53 stars 16 forks source link

Function parameters are in reverse order in biaffine class #2

Open TimeLessLing opened 4 years ago

TimeLessLing commented 4 years ago

in the file Model.py, the forward function of class ParserModel, arc_logit = self.arc_biaffine(x_arc_dep, x_arc_head) and in the file Layer.py, the forward function of class Biaffine, biaffine = torch.transpose(torch.bmm(affine, input2), 1, 2) which means the final result is affine * input2 and the affine is calculated by input1, which is x_arc_dep, input2 is x_arc_head, but in the original paper, the formulation is s^(arc) = H^(arc_head) * U^(1)*H^(arc_dep) + H^(arc_head)*u^(2) it seems that the order of H(head) and H(dep) are in reverse in the code.

zhangmeishan commented 4 years ago

Thanks for your pointing out. However, that is no matter as they are symmetrical.

TimeLessLing commented 4 years ago

Thanks for your pointing out.

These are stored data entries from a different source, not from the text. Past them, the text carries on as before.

PR #164, opened 2021-09-13
PP-23: Commitment time verification & Penalizer tests

mortelli:
This PR:
- adds a statement to check commitment time when a claim is presented to the Penalizer contract.
- adds javascript integration tests for the Arbiter smart contract (which is being developed through #144).

### Overview
An additional `require` statement is executed in the Penalizer `claim` function, which will compare the claim timestamp against the current time to determine if a claim is being presented too early.

Unrelated but in addition to this: the new `Penalizer.test.ts` test covers the solidity code added to the `Penalizer.sol` contract, including:
- getting and setting a hub
- verifying whether a tx was fulfilled or not, depending on how it was relayed
- accepting and rejecting claim calls based on multiple conditions

### Technical context
- 15 seconds of slack are allowed when verifying the time (please see the Penalizer code for more technical details)
- development of the test code was inspired by the existing `RelayHub` tests, although adapted.
- a new `penalizer/Utils.ts` file was also added. This file contains helper code to create test objects, among other things. we wanted to keep the test cases as clean as possible.


test/penalizer/Penalizer.test.ts
```diff
@@ -0,0 +1,366 @@
...
+    })
+  })
+
+  describe('should receive claims', function () {
+    before(async function () {
+      // sender will need to be funded to complete claim calls
+      await fundAccount(fundedAccount, sender.address, '10')
+    })
+
+    // from this point onwards txs must be put together manually since the sender account is locked
```
mortelli, line 254: a little bit more context to this:

for starters, it's more convenient for the account which needs relaying to have no balance, since this is the whole point of the relaying system. so using one of the 10 unlocked truffle accounts isn't a great idea to start with.

but more importantly, we need an account with an accessible private key in order to create a smart wallet with it as its owner (see line `53`).

the only way to do this with truffle is to use a seed phrase and hard-code the (predicted) private key for one of the accounts, but i'm not thrilled at this idea in terms of coding practices.

as a result, we'll be using a manually generated gasless account. this will require `Transaction` objects to be created and signed manually, since direct contract calls won't work when setting the `from` field using the `sender` account (as it is locked as far as truffle is concerned).

test/penalizer/Penalizer.test.ts
```diff
@@ -0,0 +1,366 @@
...
+      await expectRevert(
+        penalizer.claim(receipt, { from: otherAccount }),
+        'receiver must claim commitment'
+      )
+    })
+  })
+
+  describe('should receive claims', function () {
+    before(async function () {
+      // sender will need to be funded to complete claim calls
```
mortelli, line 250: we could in theory _also_ relay `claim` calls, but i think this is just too convoluted for these tests.

i suppose we could include this in a later iteration

test/penalizer/Utils.ts
```diff
@@ -0,0 +1,175 @@
...
+import { toChecksumAddress } from 'web3-utils'
+import { RelayRequest } from '../../src/common/EIP712/RelayRequest'
+import TypedRequestData, { getDomainSeparatorHash } from '../../src/common/EIP712/TypedRequestData'
+import { Commitment } from '../../src/enveloping/Commitment'
+import { AccountKeypair } from '../../src/relayclient/AccountManager'
+import { Address } from '../../src/relayclient/types/Aliases'
+import { RelayHubInstance, TestVerifierEverythingAcceptedInstance, TestTokenInstance, IForwarderInstance } from '../../types/truffle-contracts'
+import { getLocalEip712Signature } from '../../Utils'
+
+const gasPrice = '1'
```
mortelli, line 13: this is the same as in other tests... although it's never been particularly clear to me why this is the case.

i suppose it must match the `node.conf` value :man_shrugging:

test/penalizer/Utils.ts
```diff
@@ -0,0 +1,175 @@
...
+
+interface RelayRequestParams{
```
mortelli, line 15: this exists only as a way of implementing named parameters

test/penalizer/Utils.ts
```diff
@@ -0,0 +1,170 @@
...
+  from: Address
+  to: Address
+  relayData: string
+  enableQos?: boolean
+}
+
+interface CommitmentReceipt {
```
mortelli, line 22: this isn't the same `CommitmentReceipt` as the one in `enveloping/Commitment.ts`. if it was, we wouldn't be able to use it as a parameter for the `claim` calls from the javascript side. 

the reason for this is that the other `CommitmentReceipt` includes a `Commitment`-typed variable, which is a class (and not an interface). the `claim` function—as with other bindings—expects plain objects, and commitments do not meet this criterion due to having behavior (i.e. the `encodedFields` & `encodeForSign` functions).

as a result, this interface is defined exactly as in `types/truffle-contracts/index.d.ts:4194`.

if anyone knows of a way to import this instead of duplicating it, please lmk

test/penalizer/Utils.ts
```diff
@@ -0,0 +1,170 @@
...
+  }
+
+  async init (): Promise<void> {
+    await this.token.mint('1000', this.forwarder.address)
+
+    await this.relayHub.stakeForAddress(this.relayManager, 1000, {
+      from: this.relayOwner,
+      value: ether('1'),
+      gasPrice: gasPrice
+    })
```
mortelli, line 74: both of these numeric values were taken as they were in `RelayHub.test.ts`

test/penalizer/Utils.ts
```diff
@@ -0,0 +1,170 @@
...
+        relayHub: this.relayHub.address,
+        to: params.to,
+        data: params.relayData,
+        from: params.from,
+        nonce: (await this.forwarder.nonce()).toString(),
+        value: '0',
+        gas: '3000000',
+        tokenContract: this.token.address,
+        tokenAmount: '1',
+        tokenGas: '50000',
```
mortelli, line 91: these too. i suppose the `tokenAmount` does not matter at this point, although i'm not so sure about `tokenGas`. 

i suppose we could extract these into `const`s if you guys think it's tidier to do so

test/penalizer/Utils.ts
```diff
@@ -0,0 +1,170 @@
...
+      value: ether('1'),
+      gasPrice: gasPrice
+    })
+
+    await this.relayHub.addRelayWorkers([this.relayWorker], { from: this.relayManager, gasPrice: gasPrice })
+  }
+
+  async createRelayRequest (params: RelayRequestParams): Promise<RelayRequest> {
+    return {
+      request: {
```
mortelli, line 81: the way this object is put together is heavily inspired by how the `sharedRelayRequestData` variable is set in `RelayHub.test`

test/penalizer/Utils.ts
```diff
@@ -0,0 +1,170 @@
...
+        gasPrice: gasPrice,
+        relayWorker: this.relayWorker,
+        callForwarder: this.forwarder.address,
+        callVerifier: this.verifier.address,
+        domainSeparator: getDomainSeparatorHash(this.forwarder.address, this.chainId)
+      }
+    }
+  }
+
+  getRelayRequestSignature (relayRequest: RelayRequest, account: AccountKeypair): string {
```
mortelli, line 104: couldn't find an existing function for this, but this code (or something very similar) is all over the codebase

test/penalizer/Utils.ts
```diff
@@ -0,0 +1,170 @@
...
+        time: 0,
+        from: request.from,
+        to: request.to,
+        data: request.data,
+        relayHubAddress: this.relayHub.address,
+        relayWorker: relayData.relayWorker,
+        enableQos: request.enableQos,
+        signature: signature
+      },
+      workerSignature: '0x00'
```
mortelli, line 131: we don't always want to sign receipts in these tests. when we do, we can call the `signReceipt` function

test/penalizer/Utils.ts
```diff
@@ -0,0 +1,170 @@
...
+    }
+  }
+
+  async signReceipt (commitmentReceipt: CommitmentReceipt): Promise<void> {
+    const c = commitmentReceipt.commitment
+    const commitment = new Commitment(c.time as Number, c.from as string, c.to as string, c.data, c.relayHubAddress as string, c.relayWorker as string, c.enableQos, c.signature)
```
mortelli, line 137: a `Commitment` object must be created here because this class contains logic that's necessary to arrive at a correct worker signature.

there's no other reason for this class being instantiated here

antomor:
> these 2 statements are repeated quite a few times during these tests, and a lot of its parameters are the same each time.
>
> i thought about maybe extracting this code into a beforeEach block, and maybe re-using some variables (probably with a scope of the describe in question) but i was afraid it would hurt readability.
>
>open to suggestions

I would prefer not to repeat the code, but I think it's a matter of opinion. Both ways are ok for me!

antomor (approved):
LVGTM!

I left some unimportant comments, but we could merge these changes for me!

test/penalizer/Penalizer.test.ts
```diff
@@ -0,0 +1,366 @@
...
+        penalizer.setHub(otherAccount, { from: otherAccount }),
+        'caller is not the owner'
+      )
+
+      // hub should remain set with its previous value
+      assert.equal(await penalizer.getHub(), relayHub.address, 'penalizer hub did not keep its relay hub value')
+    })
+  })
+
+  describe('should fulfill transactions', function () {
```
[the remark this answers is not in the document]
mortelli: yeah, i totally see your point. this is one of the few cases in which a _solidity_ unit test would prove useful. 

the issue is that `fulfill` can never be called from the outside, only through the `relayCall` method from the relay hub contract. as a consequence, i'll always have to relay a call if i want to check whether a tx was fulfilled, at least when testing from the javascript side.

you'll notice that i check no logic for these relay calls, only that they are successful. this is—i think—the best that can be done in this situation. of course, verifying details about a successful relay call is part of the relay hub tests, and not the penalizer's.

mortelli:
> > these 2 statements are repeated quite a few times during these tests, and a lot of its parameters are the same each time.
> > i thought about maybe extracting this code into a beforeEach block, and maybe re-using some variables (probably with a scope of the describe in question) but i was afraid it would hurt readability.
> > open to suggestions
> 
> I would prefer not to repeat the code, but I think it's a matter of opinion. Both ways are ok for me!

hey, i exctracted the duplicated code in [this commit](https://github.com/rsksmart/rif-relay/pull/164/commits/f54c1c1aca18a3865b9d8fdde6bfd2a82170b2ab) :+1: 

a `beforeEach` didn't really make sense (we'd have to re-use the variables and readability wasn't great) but a new utility function did the job, i think.

saved 57 lines :nerd_face:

However, that is no matter as they are symmetrical.

OK, and I also have a question about that formulation. The original formulation has two weight matrix U1 and U2, but in the code, I found you seemed combined U1 and U2 by adding a whole-one vevtor ones?

zhangmeishan commented 4 years ago

You can check the differences carefully to examine whether they are equivalent. Whatever, implementation details may be a little different, while the performance is the key. Do not sink into the trivials.

TimeLessLing commented 4 years ago

You can check the differences carefully to examine whether they are equivalent. Whatever, implementation details may be a little different, while the performance is the key. Do not sink into the trivials.

Thank you for your advance. I already know how these code correspond to the formulas. But now I have another problem，I find the sofrmax2d function in MST.py contains a process of subtracting the maximum value. y -= np.max(y, axis=1, keepdims=True) I don't know why should subtracting the maximum value. What is the special meaning of the maximum value?

zhangmeishan commented 4 years ago

Preventing value overflow. Assuming that [100000, 1000002], how to compute softmax in practice?